Roma, I secolo a.C. – I secolo d.C. : l’età
repubblicana e i primi passi dell’impero, quando si ebbe prima uno sviluppo
effimero ma eccezionale dell’oratoria politico-giudiziaria (Cicerone,
analizzato in particolare nei suoi rapporti di debito e di originalità rispetto
ai Sofisti); uno studio approfondito dei meccanismi della retorica nonché degli
obiettivi e della formazione dell’oratore (Quintiliano); e un approccio critico
al problema dei rapporti tra oratoria e democrazia (Tacito) che ci introduce al
problema del pluralismo
La
breve stagione dell’ oratoria di Cicerone
La
lenta decadenza dell’eloquenza nelle opere di Quintiliano e di Tacito
Tra il
IV e il I secolo a.C.
si assiste in Grecia al crollo
della polis e all’assoggettamento ai Macedoni: pur restando in vita le
istituzioni tradizionali, la libertà politica delle città stato viene di fatto
svuotata di consistenza, perché le decisioni sostanziali non dipendono più
dalle direttive concordate al loro interno.

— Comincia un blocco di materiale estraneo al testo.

PR #592, opened 2022-01-31
UI from beta

ThyWoof:
. bring latest UI enhancements from Beta
. bring level map fix bug from Beta
. update to support C# 8 lang.
. migrate inventory panel bug fix from Beta [this was previously on MC which got removed on 1.2.15.18 released this morning]


ThyWoof:
Except for a toggle under SRD _ didn’t migrate conjure fey patch _ and the DMPRO merge, code under Viewers is almost identical to beta.

ChrisPJohn (approved):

Di conseguenza, l’oratoria
sviluppatasi ad Atene nel V secolo a.C. va incontro a un processo di
impoverimento che la induce a farsi raffinato gioco intellettuale senza alcun
significato politico;
si assiste in ambito mediterraneo
all’ascesa di Roma, che va conquistandosi un ruolo egemone sia come potenza
politica sia come centro culturale. Lentamente va sviluppandosi una
“consapevolezza teorica” nel campo della retorica, che si concretizza nei primi
manuali (La Rhetorica ad Herennium e il De Inventione di
Cicerone) che trova appunto in Cicerone la sua massima espressione.
La
retorica a Roma al tempo di Cicerone
Scrive Flocchini: “Da una
parte i Retori, come ad esempio Menedemo citato nel De oratore,
proponevano un metodo educativo basato esclusivamente sull’apprendimento delle
tecniche dell’eloquenza, senza preoccuparsi dei contenuti, dall’altra i
Filosofi ne contestavano la validità, sostenendo che esso non garantiva la
conoscenza della verità e non insegnava a reggere e amministrare lo Stato.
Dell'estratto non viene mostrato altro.